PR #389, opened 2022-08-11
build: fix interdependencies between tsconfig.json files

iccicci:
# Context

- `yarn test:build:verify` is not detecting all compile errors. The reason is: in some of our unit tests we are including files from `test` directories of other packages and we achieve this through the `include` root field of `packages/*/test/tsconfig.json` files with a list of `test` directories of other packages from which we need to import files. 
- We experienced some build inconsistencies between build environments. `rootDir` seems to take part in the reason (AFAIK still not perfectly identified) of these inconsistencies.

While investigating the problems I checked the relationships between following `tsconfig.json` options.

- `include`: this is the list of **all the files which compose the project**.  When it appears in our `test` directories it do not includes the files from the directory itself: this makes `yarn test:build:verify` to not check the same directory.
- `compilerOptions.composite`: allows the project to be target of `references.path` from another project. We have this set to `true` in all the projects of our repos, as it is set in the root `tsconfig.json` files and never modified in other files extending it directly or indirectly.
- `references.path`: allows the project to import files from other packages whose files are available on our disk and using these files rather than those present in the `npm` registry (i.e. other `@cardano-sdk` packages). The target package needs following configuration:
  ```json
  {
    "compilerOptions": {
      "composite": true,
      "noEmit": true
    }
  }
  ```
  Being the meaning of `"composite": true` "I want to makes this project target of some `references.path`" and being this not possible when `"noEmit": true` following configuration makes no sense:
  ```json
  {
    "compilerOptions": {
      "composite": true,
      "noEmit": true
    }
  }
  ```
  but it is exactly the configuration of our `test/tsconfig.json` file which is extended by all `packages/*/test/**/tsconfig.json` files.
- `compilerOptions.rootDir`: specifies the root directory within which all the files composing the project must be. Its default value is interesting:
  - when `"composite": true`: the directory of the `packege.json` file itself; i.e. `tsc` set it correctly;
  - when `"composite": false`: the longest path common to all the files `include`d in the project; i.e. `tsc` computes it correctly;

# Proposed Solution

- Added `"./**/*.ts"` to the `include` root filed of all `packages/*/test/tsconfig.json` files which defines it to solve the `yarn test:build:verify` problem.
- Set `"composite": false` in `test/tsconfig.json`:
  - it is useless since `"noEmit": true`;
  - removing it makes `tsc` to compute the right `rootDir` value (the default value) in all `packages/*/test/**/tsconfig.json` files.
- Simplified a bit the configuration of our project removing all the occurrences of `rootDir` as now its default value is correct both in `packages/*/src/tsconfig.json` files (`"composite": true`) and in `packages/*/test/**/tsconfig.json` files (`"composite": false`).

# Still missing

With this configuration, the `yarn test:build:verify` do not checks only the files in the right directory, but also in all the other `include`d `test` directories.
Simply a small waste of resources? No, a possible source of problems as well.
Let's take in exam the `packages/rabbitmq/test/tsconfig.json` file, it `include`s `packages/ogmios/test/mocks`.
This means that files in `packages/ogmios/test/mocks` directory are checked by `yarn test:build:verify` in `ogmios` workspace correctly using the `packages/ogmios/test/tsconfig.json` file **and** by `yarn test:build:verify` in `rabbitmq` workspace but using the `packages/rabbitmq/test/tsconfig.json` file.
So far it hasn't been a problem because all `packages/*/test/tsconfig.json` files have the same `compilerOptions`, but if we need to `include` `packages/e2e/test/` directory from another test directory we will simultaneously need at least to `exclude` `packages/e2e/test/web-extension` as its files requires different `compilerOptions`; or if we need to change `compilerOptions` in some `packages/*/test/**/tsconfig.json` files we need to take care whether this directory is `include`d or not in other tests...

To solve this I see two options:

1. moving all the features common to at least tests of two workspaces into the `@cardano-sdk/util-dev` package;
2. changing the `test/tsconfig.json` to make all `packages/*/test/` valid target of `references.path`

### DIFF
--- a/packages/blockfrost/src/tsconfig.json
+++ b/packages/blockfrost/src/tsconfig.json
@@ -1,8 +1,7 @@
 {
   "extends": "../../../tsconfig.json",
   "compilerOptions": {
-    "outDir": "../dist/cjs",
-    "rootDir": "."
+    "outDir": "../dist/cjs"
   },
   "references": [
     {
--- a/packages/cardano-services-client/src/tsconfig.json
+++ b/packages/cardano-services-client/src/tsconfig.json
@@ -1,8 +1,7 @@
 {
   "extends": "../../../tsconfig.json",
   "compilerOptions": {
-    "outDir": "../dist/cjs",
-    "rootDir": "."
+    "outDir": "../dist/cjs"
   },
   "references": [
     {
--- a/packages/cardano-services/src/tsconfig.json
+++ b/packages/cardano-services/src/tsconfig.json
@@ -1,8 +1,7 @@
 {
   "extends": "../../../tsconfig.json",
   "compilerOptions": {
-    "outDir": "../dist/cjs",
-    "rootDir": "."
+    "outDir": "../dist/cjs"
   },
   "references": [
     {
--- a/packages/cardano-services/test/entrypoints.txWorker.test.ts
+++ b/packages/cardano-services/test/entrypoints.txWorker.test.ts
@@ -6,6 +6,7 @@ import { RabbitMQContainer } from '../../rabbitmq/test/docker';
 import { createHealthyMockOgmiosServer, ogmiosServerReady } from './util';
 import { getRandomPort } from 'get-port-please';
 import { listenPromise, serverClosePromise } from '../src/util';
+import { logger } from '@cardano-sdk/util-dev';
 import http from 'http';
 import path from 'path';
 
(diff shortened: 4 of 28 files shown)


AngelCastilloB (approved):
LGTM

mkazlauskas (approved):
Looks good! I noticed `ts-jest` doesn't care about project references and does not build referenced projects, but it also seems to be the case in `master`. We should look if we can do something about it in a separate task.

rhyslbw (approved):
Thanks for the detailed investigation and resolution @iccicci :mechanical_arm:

--*--

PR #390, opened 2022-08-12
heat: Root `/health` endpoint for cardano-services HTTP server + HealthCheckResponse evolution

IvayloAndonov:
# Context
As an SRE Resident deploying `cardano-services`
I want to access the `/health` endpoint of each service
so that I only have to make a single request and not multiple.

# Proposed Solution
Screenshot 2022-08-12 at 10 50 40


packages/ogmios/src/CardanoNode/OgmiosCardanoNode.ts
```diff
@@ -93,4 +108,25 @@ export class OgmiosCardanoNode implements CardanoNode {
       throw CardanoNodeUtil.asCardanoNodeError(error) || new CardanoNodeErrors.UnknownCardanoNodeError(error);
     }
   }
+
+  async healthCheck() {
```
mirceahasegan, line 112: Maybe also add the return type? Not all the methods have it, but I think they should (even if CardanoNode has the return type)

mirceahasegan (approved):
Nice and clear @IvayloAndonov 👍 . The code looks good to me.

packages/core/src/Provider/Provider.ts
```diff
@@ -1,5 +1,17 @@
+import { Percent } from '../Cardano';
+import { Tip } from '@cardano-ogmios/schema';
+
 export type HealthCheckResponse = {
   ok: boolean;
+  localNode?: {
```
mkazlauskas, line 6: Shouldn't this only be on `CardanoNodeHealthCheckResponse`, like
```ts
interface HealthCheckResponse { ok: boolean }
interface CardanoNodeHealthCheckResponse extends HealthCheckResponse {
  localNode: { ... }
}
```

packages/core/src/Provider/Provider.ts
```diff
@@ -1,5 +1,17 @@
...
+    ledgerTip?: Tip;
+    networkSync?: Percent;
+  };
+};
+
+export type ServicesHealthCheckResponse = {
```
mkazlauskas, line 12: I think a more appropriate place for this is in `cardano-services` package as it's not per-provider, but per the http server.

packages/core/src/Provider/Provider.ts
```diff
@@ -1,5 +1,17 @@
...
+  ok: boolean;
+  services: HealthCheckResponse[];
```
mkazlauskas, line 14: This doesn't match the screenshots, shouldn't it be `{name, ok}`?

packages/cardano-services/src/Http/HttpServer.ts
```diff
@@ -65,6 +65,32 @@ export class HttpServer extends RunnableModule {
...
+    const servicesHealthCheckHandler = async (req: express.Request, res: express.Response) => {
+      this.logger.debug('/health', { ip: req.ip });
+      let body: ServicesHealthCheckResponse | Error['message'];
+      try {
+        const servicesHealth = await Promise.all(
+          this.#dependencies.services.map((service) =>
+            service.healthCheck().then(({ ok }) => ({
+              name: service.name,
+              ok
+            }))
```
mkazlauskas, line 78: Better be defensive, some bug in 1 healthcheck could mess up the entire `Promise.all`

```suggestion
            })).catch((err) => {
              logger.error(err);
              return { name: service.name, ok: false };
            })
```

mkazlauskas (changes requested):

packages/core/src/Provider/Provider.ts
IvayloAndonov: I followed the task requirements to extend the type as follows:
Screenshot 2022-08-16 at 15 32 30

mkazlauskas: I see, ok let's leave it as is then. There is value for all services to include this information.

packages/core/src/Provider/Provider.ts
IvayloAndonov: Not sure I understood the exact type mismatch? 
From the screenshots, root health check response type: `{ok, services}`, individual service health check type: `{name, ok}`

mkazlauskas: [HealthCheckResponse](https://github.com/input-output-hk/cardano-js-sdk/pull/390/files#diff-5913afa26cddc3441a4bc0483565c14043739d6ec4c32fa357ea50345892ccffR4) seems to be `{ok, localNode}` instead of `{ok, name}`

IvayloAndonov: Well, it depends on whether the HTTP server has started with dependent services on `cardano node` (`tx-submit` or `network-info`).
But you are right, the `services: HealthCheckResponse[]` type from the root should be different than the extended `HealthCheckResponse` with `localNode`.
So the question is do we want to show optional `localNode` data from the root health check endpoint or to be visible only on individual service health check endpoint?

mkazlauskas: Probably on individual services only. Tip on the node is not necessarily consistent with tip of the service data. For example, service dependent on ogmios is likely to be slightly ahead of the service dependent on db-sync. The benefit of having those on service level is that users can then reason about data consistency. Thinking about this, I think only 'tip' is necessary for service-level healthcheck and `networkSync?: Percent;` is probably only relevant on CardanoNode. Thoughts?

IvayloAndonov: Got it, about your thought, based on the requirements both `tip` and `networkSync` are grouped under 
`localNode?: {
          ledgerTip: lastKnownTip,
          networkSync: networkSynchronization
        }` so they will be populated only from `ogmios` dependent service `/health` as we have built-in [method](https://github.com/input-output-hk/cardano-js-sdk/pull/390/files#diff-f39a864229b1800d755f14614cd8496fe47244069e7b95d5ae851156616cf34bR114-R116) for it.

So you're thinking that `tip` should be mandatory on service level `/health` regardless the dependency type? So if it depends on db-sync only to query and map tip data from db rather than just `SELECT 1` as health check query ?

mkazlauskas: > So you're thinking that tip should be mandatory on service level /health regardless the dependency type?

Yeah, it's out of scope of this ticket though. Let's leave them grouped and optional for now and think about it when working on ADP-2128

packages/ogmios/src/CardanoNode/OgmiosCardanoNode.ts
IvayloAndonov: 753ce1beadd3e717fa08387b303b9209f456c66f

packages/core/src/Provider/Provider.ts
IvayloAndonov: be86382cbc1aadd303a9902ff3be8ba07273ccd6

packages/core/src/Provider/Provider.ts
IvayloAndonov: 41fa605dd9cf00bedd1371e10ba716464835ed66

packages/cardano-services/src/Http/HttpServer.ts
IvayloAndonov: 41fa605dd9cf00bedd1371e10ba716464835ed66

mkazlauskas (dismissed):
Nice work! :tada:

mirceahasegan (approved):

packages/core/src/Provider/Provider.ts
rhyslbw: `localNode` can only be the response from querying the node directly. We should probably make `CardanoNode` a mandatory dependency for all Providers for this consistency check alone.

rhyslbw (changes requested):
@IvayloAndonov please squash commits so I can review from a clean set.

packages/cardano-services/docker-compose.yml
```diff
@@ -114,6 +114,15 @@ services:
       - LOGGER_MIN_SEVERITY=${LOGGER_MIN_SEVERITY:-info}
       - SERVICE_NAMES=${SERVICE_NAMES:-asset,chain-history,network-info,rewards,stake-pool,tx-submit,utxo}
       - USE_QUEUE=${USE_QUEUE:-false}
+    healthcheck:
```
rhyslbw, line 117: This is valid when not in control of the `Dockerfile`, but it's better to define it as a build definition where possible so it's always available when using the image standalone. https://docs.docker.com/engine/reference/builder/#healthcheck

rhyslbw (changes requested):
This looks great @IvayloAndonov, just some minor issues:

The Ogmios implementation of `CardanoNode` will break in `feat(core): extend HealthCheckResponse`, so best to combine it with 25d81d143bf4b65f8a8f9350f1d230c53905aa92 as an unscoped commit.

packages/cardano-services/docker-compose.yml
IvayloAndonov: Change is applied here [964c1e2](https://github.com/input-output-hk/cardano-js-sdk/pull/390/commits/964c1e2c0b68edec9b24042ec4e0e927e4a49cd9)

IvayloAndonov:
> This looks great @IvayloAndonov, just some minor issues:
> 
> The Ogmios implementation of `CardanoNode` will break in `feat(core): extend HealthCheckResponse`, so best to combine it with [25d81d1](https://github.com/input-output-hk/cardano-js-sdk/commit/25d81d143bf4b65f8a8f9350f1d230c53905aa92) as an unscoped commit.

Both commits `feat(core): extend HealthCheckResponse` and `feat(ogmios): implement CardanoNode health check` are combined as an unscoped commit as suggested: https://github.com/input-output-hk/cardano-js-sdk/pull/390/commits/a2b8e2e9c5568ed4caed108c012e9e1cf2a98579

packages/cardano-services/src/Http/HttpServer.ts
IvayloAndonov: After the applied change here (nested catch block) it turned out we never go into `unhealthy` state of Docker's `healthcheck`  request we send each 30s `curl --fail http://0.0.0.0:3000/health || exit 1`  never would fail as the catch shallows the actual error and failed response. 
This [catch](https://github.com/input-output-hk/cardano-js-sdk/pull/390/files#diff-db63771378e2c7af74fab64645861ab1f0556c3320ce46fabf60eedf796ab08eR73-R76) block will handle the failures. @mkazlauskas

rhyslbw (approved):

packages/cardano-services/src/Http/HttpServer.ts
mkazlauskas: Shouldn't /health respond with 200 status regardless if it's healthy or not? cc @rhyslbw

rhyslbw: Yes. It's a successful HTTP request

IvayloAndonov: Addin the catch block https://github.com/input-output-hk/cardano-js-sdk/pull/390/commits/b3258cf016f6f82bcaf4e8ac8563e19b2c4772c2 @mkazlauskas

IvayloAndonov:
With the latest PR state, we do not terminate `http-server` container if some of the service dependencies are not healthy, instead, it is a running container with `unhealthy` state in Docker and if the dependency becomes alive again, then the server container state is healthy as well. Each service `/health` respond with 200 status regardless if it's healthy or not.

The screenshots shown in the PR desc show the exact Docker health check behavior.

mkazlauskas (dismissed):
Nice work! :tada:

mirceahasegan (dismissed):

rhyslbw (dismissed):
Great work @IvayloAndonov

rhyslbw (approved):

--*--

• [WHAT YOU HAVE TO DO] Looking at the data above, show all lines where the word "removing" occurs.

• [RESPONSE BOX]
  - removing it makes `tsc` to compute the right `rootDir` value (the default value) in all `packages/*/test/**/tsconfig.json` files.
- Simplified a bit the configuration of our project removing all the occurrences of `rootDir` as now its default value is correct both in `packages/*/src/tsconfig.json` files (`"composite": true`) and in `packages/*/test/**/tsconfig.json` files (`"composite": false`).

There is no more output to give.